→ **INSTRUCTIONS TO FOLLOW**: For every line in the records that has the word "haskell", make a copy.

Saved data entries:
Issue #1698, opened 2020-12-18
Split off openapi into postgrest-contrib


wolfgangwalther:
# Problem

OpenAPI support is not up to date: We support v2, but v3 is out there for some years now (#932). Currently we have 26 issues open that are tagged "OpenAPI".

I'm sure some of those issues are not that hard to solve in theory. I feel like having the OpenAPI code in haskell is quite a hurdle for community contributions, though. The majority of our users probably does not know haskell at all - but would be able to make contributions in SQL.

Test coverage seems to be quite low for that area, too. I recently played a bit with #1653 - but was surprised to see that I didn't get any failing tests after changing some things.

# Suggestion

I suggest to split off all the openapi related code. Remove it from core postgrest, put it in a separate (still official) `postgrest-contrib` repo and turn all the code into SQL. We already have the `db-root-spec` config option, to be able to use it.

Then we ship PostgREST without openapi support at all. In the docs we are very clear about how to add openapi support from our "official extension". It's basically just running a SQL script to create the function(s) + setting the config option. Without this config option, the root endpoint does not return anything (or maybe a hint on how to add openapi support, if that's better).

I see the following advantages of this:
- Less complex codebase for postgrest core
- Fewer stuff to load with the schema cache, might make startup faster
- Hopefully increased community contributions for the openapi parts, because of lower hurdles to do so
- Ability to provide OpenAPI v3 support in addition to v2 without breaking changes: Users are able to choose which set of functions to install.
- Ability to disable OpenAPI output by not providing a `db-root-spec` config at all
- Ability to extend / change the output specifically for a single project (currently root-spec is available as well, but you would still have to reproduce the whole code in SQL first)
- Ability to add root endpoint filtering (#1421) by treating the `db-root-spec` *mostly* like a regular RPC (with some small tweaks, it should be able to add something powerful)

The `postgrest-contrib` repo could have other SQL-only stuff, too. E.g. #1690 and other SQL snippets we are suggesting in the docs right now. We can have several distribution formats for this repo, e.g. as pg extension or just as one big SQL file (for cloud hosted pg servers). Users can install just some parts of this or everything - and then just enable those functions in the postgrest configuration.

Having this in a separate repo should make it a bit easier to track on the issue tracker. Also, while some SQL parts might be postgrest-version dependent, most parts while likely be usable across more versions. Having a different repo (and multi-version compatibility in mind) should make it easier to perform major version upgrades of postgrest - without the need to update the SQL code at the same time.

[...]

PR #1701, opened 2020-12-21
fix: fix OpenAPI pk/fk note not being overridable

### LINKED ISSUE #1700: "Note: this is a Primary Key"  is not overridable with a comment
If I add a comment to a pk column:

```sql
COMMENT ON COLUMN articles.id IS 'An article primary key';
```

On the OpenAPI output, I get:

```bash
curl -s localhost:3000 | jq .definitions.articles.properties.id

{
  "format": "integer",
  "type": "integer",
  "description": "An article primary key\n\nNote:\nThis is a Primary Key.<pk/>"
}
```

The redundant `Note:\nThis is a Primary Key.<pk/>` at the end should be overridden by the comment.

--- 

According to https://github.com/PostgREST/postgrest/pull/885#issuecomment-681967336, the `<pk>`(and `<fk>`) notes, were a hack for inserting metadata.

Ideally we'd add metadata by using [OpenAPI extensions](https://swagger.io/docs/specification/openapi-extensions/). The property could have an additional `x-primary-key: true` field.

steve-chavez:
Resolves #1700.

I've just allowed overriding the notes with the db comment.

I looked into adding `x-primary-key` or `x-foreign-key` fields to not lose the metadata, but seems this is not easy with our current swagger lib: https://github.com/GetShopTV/swagger2/issues/113#issuecomment-558185318.

Still I think this is a better behavior, I'll leave adding the extensions for our future OpenAPI-in-SQL https://github.com/PostgREST/postgrest/issues/1698.

### DIFF
--- a/src/PostgREST/OpenAPI.hs
+++ b/src/PostgREST/OpenAPI.hs
@@ -16,7 +16,7 @@ import Data.Aeson                 (decode, encode)
 import Data.HashMap.Strict.InsOrd (InsOrdHashMap, fromList)
 import Data.Maybe                 (fromJust)
 import Data.String                (IsString (..))
-import Data.Text                  (append, breakOn, dropWhile, init,
+import Data.Text                  (breakOn, dropWhile, init,
                                    intercalate, pack, tail, toLower,
                                    unpack)
 import Network.URI                (URI (..), URIAuth (..))
@@ -68,20 +68,19 @@ makeProperty pks c = (colName c, Inline s)
       intercalate "" ["This is a Foreign Key to `", a, ".", b, "`.<fk table='", a, "' column='", b, "'/>"]
     pk :: Bool
     pk = any (\p -> pkTable p == colTable c && pkName p == colName c) pks
-    n = catMaybes
+    notes = catMaybes
       [ Just "Note:"
       , if pk then Just "This is a Primary Key.<pk/>" else Nothing
       , fk <$> colFK c
       ]
-    d =
-      if length n > 1 then
-        Just $ append (maybe "" (`append` "\n\n") $ colDescription c) (intercalate "\n" n)
-      else
-        colDescription c
+    additionalProp = if length notes > 1
+      then Just $ AdditionalPropertiesSchema . Inline $ (mempty :: Schema) & description ?~ intercalate "\n" notes
+      else Nothing
     s =
       (mempty :: Schema)
         & default_ .~ (decode . toS =<< colDefault c)
-        & description .~ d
+        & description .~ colDescription c
+        & additionalProperties .~ additionalProp
         & enum_ .~ e
         & format ?~ colType c
         & maxLength .~ (fromIntegral <$> colMaxLen c)
--- a/test/Feature/MultipleSchemaSpec.hs
+++ b/test/Feature/MultipleSchemaSpec.hs
@@ -217,7 +217,9 @@ spec actualPgVersion =
                     "type" : "object",
                     "properties" : {
                       "id" : {
-                        "description" : "Note:\nThis is a Primary Key.<pk/>",
+                        "additionalProperties": {
+                          "description": "Note:\nThis is a Primary Key.<pk/>"
+                        },
                         "format" : "integer",
                         "type" : "integer"
                       },
@@ -246,7 +248,9 @@ spec actualPgVersion =
                     "type" : "object",
                     "properties" : {
                       "id" : {
-                        "description" : "Note:\nThis is a Primary Key.<pk/>",
+                        "additionalProperties": {
+                          "description": "Note:\nThis is a Primary Key.<pk/>"
+                        },
                         "format" : "integer",
                         "type" : "integer"
                       },
@@ -275,7 +279,9 @@ spec actualPgVersion =
                     "type" : "object",
                     "properties" : {
                       "id" : {
-                        "description" : "Note:\nThis is a Primary Key.<pk/>",
+                        "additionalProperties": {
+                          "description": "Note:\nThis is a Primary Key.<pk/>"
+                        },
                         "format" : "integer",
                         "type" : "integer"
                       },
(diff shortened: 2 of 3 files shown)


wolfgangwalther:
Uh. This immediately breaks my client lib `vue-postgrest`, once a comment on a PK column is added. I rely on `<pk/>` to be there, to identify those columns.

steve-chavez:
@wolfgangwalther Ah, I didn't think anyone was relying on those notes. Would adding an `x-primary-key: true` work for you?

Also, do you use the foreign key `<fk/>` note?

wolfgangwalther:
> @wolfgangwalther Ah, I didn't think anyone was relying on those notes. Would adding an `x-primary-key: true` work for you?

I haven't looked deeper into that, but I guess it would. I just need to know which columns identify records on a route uniquely, so that I can use those for all my `model.$patch(..)`, `model.$delete(...)`, `model.$get(...)`, etc. calls. I am using the nightly in a project currently under development, so it would be cool if we had an immediate replacement when removing this.

> Also, do you use the foreign key `<fk/>` note?

Nope, I can't imagine a use-case. I would hope to have "embedding opportunities" available in the future, that would help. Better to know about those before, than just after a 300 response... But I'm not going to derive those from `<fk/>` ;).

steve-chavez:
Since vendor extensions are not supported https://github.com/GetShopTV/swagger2/issues/4 (and there's no workaround but to patch upstream). I'm thinking about adding the pk/fk notes on the `additionalProperties` field, like:
```json
curl -s localhost:3000 | jq .definitions.articles.properties
{
  "id": {
    "format": "integer",
    "additionalProperties": {
      "description": "Note:\nThis is a Primary Key.<pk/>\n"
    },
    "type": "integer",
    "description": "An article primary key"
  },
  "body": {
    "format": "text",
    "type": "string"
  },
  "owner": {
    "format": "name",
    "type": "string"
  }
}
```

@wolfgangwalther Would that work for you?

steve-chavez:
I think it'd just be a matter of changing:

```js
//from
fieldDef.description?.includes('<pk/>'))

//to 
fieldDef.description.additionalProperties.description?.includes('<pk/>'))
```

On https://github.com/technowledgy/vue-postgrest/blob/4dd955799dddcdffafc022264eb1242bddb2e2eb/src/Route.js#L22.

So I'll go ahead with the change :)

wolfgangwalther:
> Since vendor extensions are not supported [GetShopTV/swagger2#4](https://github.com/GetShopTV/swagger2/issues/4) (and there's no workaround but to patch upstream). I'm thinking about adding the pk/fk notes on the `additionalProperties` field, like:
> 
> ```json
> curl -s localhost:3000 | jq .definitions.articles.properties
> {
>   "id": {
>     "format": "integer",
>     "additionalProperties": {
>       "description": "Note:\nThis is a Primary Key.<pk/>\n"
>     },
>     "type": "integer",
>     "description": "An article primary key"
>   },
>   "body": {
>     "format": "text",
>     "type": "string"
>   },
>   "owner": {
>     "format": "name",
>     "type": "string"
>   }
> }
> ```
> 
> @wolfgangwalther Would that work for you?

I couldn't find any docs on `additionalProperties` in that context yet... but if this field does in fact allow arbitrary keys, like the name suggests, why don't you do it like this?

```
"id": {
    "format": "integer",
    "additionalProperties": {
      "pk": true
    },
    "type": "integer",
    "description": "An article primary key"
  },
```

steve-chavez:
Not possible to add a `pk` field like that, the types are too strict: https://hackage.haskell.org/package/swagger2-2.6/docs/Data-Swagger.html#t:Schema

Also, the description format doesn't change in this PR. That would help other users that also relied on that behavior, easier migration.

Besides that, I don't think it's worth to put much work on this since #1698 is the way forward.

wolfgangwalther:
But to be honest, I don't think `additionalProperties` is to be used in either of those two ways. This is something entirely different, and not valid for a `"type": "integer"` at all.

My understanding is that `additionalProperties` allows to define a schema for additional properties of a field with `"type": "object"`.  Using a description on this non-existent schema to somehow hide the `<pk/>` information.... sounds really fishy.

What is the urgency in removing this from the description? Does the "Note: ..." break any usecase? Why can't it wait until we solve the openapi stuff properly in SQL and we don't have to add some strange hacks here?

wolfgangwalther:
> Not possible to add a `pk` field like that, the types are too strict: https://hackage.haskell.org/package/swagger2-2.6/docs/Data-Swagger.html#t:Schema

Ah yes, those Types match my expectation and just confirm that adding the note in the description of an otherwise non-existent sub-schema is really... not valid openapi at all.

wolfgangwalther:
To summarize: It feels like this PR is just replacing one hack with another, worse, hack. It was never the best idea to add `<pk/>` in the `description` in the first place, but it is certainly a worse idea to add it in `additionalProperties.description`.

wolfgangwalther:
I only need `<pk/>` though, so maybe it would be enough to just remove the whole "Note: This is a Primary Key." thing and **only** add the  `<pk/>`? It would certainly be less obtrusive.

steve-chavez:
> To summarize: It feels like this PR is just replacing one hack with another, worse, hack.

Yeah, my original intention was to remove the hack. But since that breaks `vue-postgrest` I went with the `additionalProperties` workaround. As you mention that seems invalid for an integer type, so I'll not proceed because maybe it could break other stuff as well(like code generators).

I'll just close this one. Let's solve this later as part of #1698.

steve-chavez:
> Does the "Note: ..." break any usecase? 

Ah, yes. It breaks OpenAPI UIs, as the notes don't go away despite adding a comment for the column. The `<pk>`/`<fk/>` look a bit like "garbage" for the end user.

This happens for [supabase.io](https://supabase.io/), which shows our OpenAPI comments.

Not sure how users of Swagger UI are cleaning the comments or if it was ever an issue there. But in Supabase's case, the comments are now cleaned with js on frontend.

robertsosinski:
Adding on here, would it be possible to override this behavior with something like: `comment on column <insert column here>.id is 'Unique id for this table.';`?  I can see the current Note + </pk> as a sensible default (as well as for backwards compatibility). But if I want to change this behavior, would be great to be able to, and if I want the "</pk>" there I can add it in my own comment.

Thanks!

→ **EXERCISE RESPONSE**:
I'm sure some of those issues are not that hard to solve in theory. I feel like having the OpenAPI code in haskell is quite a hurdle for community contributions, though. The majority of our users probably does not know haskell at all - but would be able to make contributions in SQL.
Not possible to add a `pk` field like that, the types are too strict: https://hackage.haskell.org/package/swagger2-2.6/docs/Data-Swagger.html#t:Schema
> Not possible to add a `pk` field like that, the types are too strict: https://hackage.haskell.org/package/swagger2-2.6/docs/Data-Swagger.html#t:Schema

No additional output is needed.